In the case of locus coeruleus the evidence is tantalizing but incomplete. The locus coeruleus receives the “largest extrahypothalamic projection” of the hypocretin system (Peyron et al. 1998). Microinjection of hypocretin into locus coeruleus facilitates muscle tone (Kiyashchenko et al. 2001). These facts are consistent with the observed correlation between cataplexy and loss of the hypocretin receptor. However, the locus coeruleus appears to be devoid of the hypocretin-2 receptor (Trivedi et al. 1998), the receptor that is mutated in genetic narcolepsy. Only hypocretin-1 receptors are present. One may speculate that dogs are unique in having hypocretin-2 receptors in the locus coeruleus. However, it was found that hypocretin-2 knockout mice, who do not have hypocretin-2 receptors in locus coeruleus, also show cataplexy, whereas hypocretin-1 knockout mice do not. This finding makes it implausible that the presence of mutated hypocretin-2 receptors in the locus coeruleus is the cause of the offset of locus coeruleus discharge in canine cataplexy (Chemelli et al. 2000). There are hypocretin projections to the nucleus magnocellularis (Peyron et al. 1998). We find that microinjection of hypocretin into this area produces loss of muscle tone. However, loss of this hypocretin response would logically be expected to increase muscle tone rather than explaining the loss of tone seen in cataplexy.

A more fundamental problem for making a simple link between the receptor mutation and the physiology of cataplexy is the nature of cataplexy itself. Narcoleptic humans and animals are not generally afflicted with a tonic hypotonia. Rather they have phasic losses of muscle tone linked to emotion. These losses occur on a background of normal muscle tone. Although our microinjection work has clearly shown major effects of hypocretin on muscle tone, the phasic nature of the losses seen in narcolepsy clearly involve more than a tonic loss of motor facilitation.
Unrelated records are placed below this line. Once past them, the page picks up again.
PR #2738, opened 2025-07-10
OCPBUGS-57354: block upgrade if a CNI migration is in progress

jluhrsen:


jluhrsen:
/jira refresh
/hold
want to test locally on a real cluster upgrade/migration

jluhrsen:
/retest
/hold cancel
I did some local testing and this looks like it's working as expected
/assign @kyrtapz 
/assign @pliurh

pliurh:
@jluhrsen Thanks for this PR. We only support CNI migration in releases 4.16 and earlier. We plan to remove all migration code from CNO for 4.17+ releases. So it makes no sense to create a patch on master and backport for this feature. Could you propose this change to 4.16 branch?

jluhrsen:
> @jluhrsen Thanks for this PR. We only support CNI migration in releases 4.16 and earlier. We plan to remove all migration code from CNO for 4.17+ releases. So it makes no sense to create a patch on master and backport for this feature. Could you propose this change to 4.16 branch?

@pliurh , thanks for the info. did not know this.

[here](https://github.com/openshift/cluster-network-operator/pull/2760) is the 4.16 version

PR #2739, opened 2025-07-10
OCPBUGS-58306: Disable network segmentation when multus is disabled

ricky-rav:
Network segmentation requires multus to be enabled. If the user disables multus (multi networks), we should also disable network segmentation. 
Since network segmentation is on by default, we have to disable it explicitly if we find `disableMultiNetwork=true`


ricky-rav:
@kyrtapz PTAL

kyrtapz:
@ricky-rav @anuragthehatter do we have any coverage for `disableMultiNetwork=true`?
Do we need to add a CI job?

ricky-rav:
> @ricky-rav @anuragthehatter do we have any coverage for `disableMultiNetwork=true`? Do we need to add a CI job?

There's nothing in origin for `disableMultiNetwork`. Do we care enough about this to have a dedicated lane for it?

PR #2754, opened 2025-07-28
MGMT-21314: CNO enable advanced gateway detection in ovnkube in dpu host mode

tsorya:
MGMT-21314: CNO enable advanced gateway detection in ovnkube in dpu host mode

Adding required gateway value for ovnk in dpu-host mode This commit enables usage of https://github.com/ovn-kubernetes/ovn-kubernetes/pull/5327/

### DIFF
--- a/bindata/network/ovn-kubernetes/common/008-script-lib.yaml
+++ b/bindata/network/ovn-kubernetes/common/008-script-lib.yaml
@@ -512,10 +512,19 @@ data:
 
       echo "I$(date "+%m%d %H:%M:%S.%N") - starting ovnkube-node"
 
+
+      if [ "{{.OVN_NODE_MODE}}" == "dpu-host" ]; then
+        // this is required for the dpu-host mode to configure right gateway interface
+        // https://github.com/ovn-kubernetes/ovn-kubernetes/pull/5327/files
+        gateway_interface=derive-from-mgmt-port
+      else
+        gateway_interface=br-ex
+      fi
+
       if [ "{{.OVN_GATEWAY_MODE}}" == "shared" ]; then
-        gateway_mode_flags="--gateway-mode shared --gateway-interface br-ex"
+        gateway_mode_flags="--gateway-mode shared --gateway-interface ${gateway_interface}"
       elif [ "{{.OVN_GATEWAY_MODE}}" == "local" ]; then
-        gateway_mode_flags="--gateway-mode local --gateway-interface br-ex"
+        gateway_mode_flags="--gateway-mode local --gateway-interface ${gateway_interface}"
       else
         echo "Invalid OVN_GATEWAY_MODE: \"{{.OVN_GATEWAY_MODE}}\". Must be \"local\" or \"shared\"."
         exit 1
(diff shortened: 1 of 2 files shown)


bindata/network/ovn-kubernetes/common/008-script-lib.yaml
```diff
@@ -512,10 +512,21 @@ data:
 
       echo "I$(date "+%m%d %H:%M:%S.%N") - starting ovnkube-node"
 
+      # Use OVN_NODE_MODE environment variable, default to "full" if not set
+      OVN_NODE_MODE=${OVN_NODE_MODE:-full}
+      if [ "${OVN_NODE_MODE}" == "dpu-host" ]; then
```
wizhaoredhat, line 519: I expect to see logic surrounding dpu mode as well. But I only see dpu-host and full mode

tsorya: I know but we don't need it for TP and i am not fully aware how it will look when we will run with 2 ovnks, prefer to add minimal change for now

wizhaoredhat:
We need to be careful of release cycles if DPF Operator takes over OVN-K

DPF Operator is not built by RH so we can't control the release cycle. 
If OVN-K API moves then it would be very difficult to backport API changes or not allow those API changes. Because it maybe that the DPF Operator is using a certain commits of OVN-K. DPF Operator may not backport certain changes that are needed as well.

I suggest we also have some control of the OVN-K daemonset running in DPU mode. Maybe tell the DPF Operator that it is externally managed?

bindata/network/ovn-kubernetes/common/008-script-lib.yaml
ricky-rav: Uhm... so at least we should leave a TODO message in a comment.

ricky-rav (changes requested):
The second commit should describe that you're adding `OVN_NODE_MODE` to the yamls.  
As for for `OVN_NODE_MODE=dpu`, I'd be happier if we could propagate it to OVNK, even if not yet tested, but at the very least we should have a TODO comment saying it's missing for now.

bindata/network/ovn-kubernetes/common/008-script-lib.yaml
tsorya: I am not sure we will actually need it to say the truth. Really depends on how it will go further, that's why i didn't add anything regarding smart nic mode as it is not relevant for now and not sure it will be in the future

ricky-rav: Fine by me! @wizhaoredhat what do you think?

wizhaoredhat: I would prefer there was some documentation of the assumptions we are making here.
- So when the next person reads the code, they won't be confused with different components outside controlling the DPU mode.
If not TODO, at least some documentation explaining the design.

tsorya: Let me write comment in this case.

tsorya:
> The second commit should describe that you're adding `OVN_NODE_MODE` to the yamls. As for for `OVN_NODE_MODE=dpu`, I'd be happier if we could propagate it to OVNK, even if not yet tested, but at the very least we should have a TODO comment saying it's missing for now.

We propagate it, this is part of the change 
https://github.com/openshift/cluster-network-operator/pull/2754/files#diff-189477d33f414b8df5d55f565d29f4d25fed670e5c055e8952206dfedfd4153fR521

Let write a description for the second commit in commit message

PR #2757, opened 2025-07-31
CORENET-6247: Set runAsUser for ovnkube-control-plane

bradbehle:
Now that IBM ROKS is working on OVN support for Hypershift cluster, we need to run the ovnkube-control-plane pods as a non-root user if at all possible.  This change will run the ovnkube-control-plane pods as the RUN_AS_USER from the cluster-network-operator the same way that multus-admission-controller pods currently do.

### DIFF
--- a/pkg/network/ovn_kubernetes.go
+++ b/pkg/network/ovn_kubernetes.go
@@ -255,16 +255,6 @@ func renderOVNKubernetes(conf *operv1.NetworkSpec, bootstrapResult *bootstrap.Bo
 	} else {
 		data.Data["OVNPlatformAzure"] = false
 	}
-	if bootstrapResult.Infra.PlatformType == configv1.IBMCloudPlatformType { // TODO: Find a way to exclude IPI clusters from this???
-		// OVN is only supported in IBMCloud on Hypershift clusters, so get RunAsUser from HyperShiftConfig
-		if bootstrapResult.OVN.OVNKubernetesConfig.HyperShiftConfig.RunAsUser != "" {
-			data.Data["OVNRunAsUser"] = bootstrapResult.OVN.OVNKubernetesConfig.HyperShiftConfig.RunAsUser
-		} else {
-			data.Data["OVNRunAsUser"] = "1001" // We do not want to run this as root, so if nothing is specified, use 1001
-		}
-	} else {
-		data.Data["OVNRunAsUser"] = ""
-	}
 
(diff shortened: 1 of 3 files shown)


pkg/network/ovn_kubernetes.go
```diff
@@ -255,6 +255,16 @@ func renderOVNKubernetes(conf *operv1.NetworkSpec, bootstrapResult *bootstrap.Bo
 	} else {
 		data.Data["OVNPlatformAzure"] = false
 	}
+	if bootstrapResult.Infra.PlatformType == configv1.IBMCloudPlatformType { // TODO: Find a way to exclude IPI clusters from this???
```
rtheis: I think this need to come from the HyperShift hosted control plane configuration for any cloud provider when it is set. This is how the multus admission controller works. Doing this will ensure that IPI clusters are not changed.

bradbehle: Ok.  I updated this to apply to all providers to match what is being done with multus admission controller

rtheis (approved):
/lgtm

bradbehle:
I checked the results of the two failing required tests, and the failures do not look like they are at all related to this change, so I triggered a retest of those.

kyrtapz:
@bradbehle the changes are not IBMCloud specific, can you update the PR title/description?
@csrwng do we have CI coverage for `RunAsUser` in the hypershift conformance jobs?

kyrtapz:
As a side note, I think it should be possible to set
```
        runAsNonRoot: true
        seccompProfile:
          type: RuntimeDefault
```
on the ovn-k controllplane in general, lmk if that is something you can try to include as part of this effort.

bradbehle:
/retitle CORENET-6247: Set runAsUser for ovnkube-control-plane

rtheis:
/retitle CORENET-6247: Set runAsUser for ovnkube-control-plane

bradbehle:
@kyrtapz I took your suggestion and added

```
        runAsNonRoot: true
        seccompProfile:
          type: RuntimeDefault
```

to the deployment as well.  I only did this when the RunAsUser was set, because @rtheis and I think at least the `runAsNonRoot: true` would cause the pod to crash otherwise, because the image likely is set to run as the root user by default.  Let me know what you think.

kyrtapz:
Thanks @bradbehle @rtheis 
/approve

There appears to be some reduction in the tonic level of discharge in the LC cell population in narcoleptics, with the mean waking discharge rate of these cells in canine narcoleptics lower than that seen in cats, rats and monkeys (Aston-Jones and Bloom 1981; Foote et al. 1983; Rasmussen et al. 1986). However, much more pronounced than this apparent reduction in tonic discharge rate, is the sudden cessation of discharge in locus coeruleus and activation of nucleus magnocellularis in narcoleptics during waking emotions, a change that does not happen in normals. The cause of cataplexy must be instability in a system responsible for the facilitation of muscle tone during times of strong emotion. We hypothesize the existence of motor inhibition or disfacilitation linked to emotion whose net effect is normally counteracted by neurons linked to the hypocretin system. Thus we hypothesize that abnormal operation of intrahypothalamic circuitry impairs the phasic release of hypocretin in critical brainstem circuitry during emotions triggering cataplexy. It is this hypothalamic circuitry rather than the brainstem receptors for this system, that requires normal hypocretin-2 receptors. The dynamics of this system remain to be elucidated. Similar considerations are likely to apply to the sleepiness that characterizes narcolepsy (Methippara et al. 2000; Siegel 1999).

In conclusion, major elements of human and genetic canine and murine narcolepsy have been unraveled in the last two years. Clearly, alterations in the hypocretin system are causal for these disorders. Nevertheless, the synaptic mechanisms responsible for the elaboration of symptoms in narcoleptics are still unclear. Clarification of these mechanisms will have important implications for our understanding of the normal operation of the hypocretin system and for our analysis of the symptom expression in human narcolepsy.